Stewart’s family members don’t have reservations anymore. At the celebration on the 19th Mitchell presented Joiner with a plaque honoring her years of service, and the Hendersons with a certificate of appreciation for bringing the place back. “We’re tremendously pleased,” he says.

Except for the addition of a few new menu items—chicken tenders and a turkey burger—the menu remains the same, down to the brains and eggs and the American cheese-based mac I’m convinced can’t be touched by any other kitchen in the city.

Joiner still comes in at 5 AM with veteran grill man Dwayne Fields, who’s been there for 20 years. They turn on the stoves, put the beans on, and put the biscuits out to rise. “It’s the same food,” says Joiner. “I tell everyone I know this is Edna’s. I cooked for 20 years and that’s all I know.
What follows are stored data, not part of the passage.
PR #1641, opened 2015-12-19
Add --force-exclusion flag to rubocop call

RST-J:
This fixes what I thought to be an [issue](https://github.com/bbatsov/rubocop/issues/2492#issuecomment-164375887) of Rubocop itself.

Summary: Rubocop allows to configure the behaviour of its checkers by a config file (`.rubocop.yml`). E.g. you can disable particular checkers for certain files or paths (this surprisingly worked already before my patch) or you can disable all checkers for certain files or paths which did not work without the `--force-exclusion` flag.

### DIFF
--- a/syntax_checkers/ruby/rubocop.vim
+++ b/syntax_checkers/ruby/rubocop.vim
@@ -26,7 +26,7 @@ function! SyntaxCheckers_ruby_rubocop_IsAvailable() dict
 endfunction
 
 function! SyntaxCheckers_ruby_rubocop_GetLocList() dict
-    let makeprg = self.makeprgBuild({ 'args_after': '--format emacs' })
+    let makeprg = self.makeprgBuild({ 'args_after': '--format emacs --force-exclusion' })
 
     let errorformat = '%f:%l:%c: %t: %m'
 


lcd047:
This is not needed: you can achieve the exact same effect with `syntastic_ruby_rubocop_args`:
```vim
let g:syntastic_ruby_rubocop_args = '--force-exclusion'
```
It's also wrong to add it `args_after`, since `args_after` options can't be overridden by users.  Sorry, but no.

albb0920:
Quoting from the issue from rubocop

> There's an option called --force-exclusion, which editor plugins should use. The problem is that when you give a single file name to rubocop, then Exclude parameters don't come into play. Unless you run with --force-exclusion.

I see this has been rejected twice (also #1973),
since setting that option is the expected way to use rubocop when integrating with an editor,
is there any chance to have  this option set by default? (eg. by changing the default syntastic_ruby_rubocop_args)

lcd047:
@albb0920 Sorry, but no.  Don't get me wrong, I have nothing against `--force-exclusion`.  But defaults should never change in incompatible ways, if at all possible.  Syntastic isn't aiming to work out of the box.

She taught me to cook it, so I have to do it the same way.”

But the collective memories of Stewart are so strong and numerous they contribute to a presence even more comforting than the food. “We talk about her so much she’ll always be here,” says Joiner. “If something happens in the kitchen we remember what she would say, and then someone’s gonna say it. If you’ve been around a minute, you can feel her. She’s in here. It’s Edna. I don’t care what anybody says, she’s here.”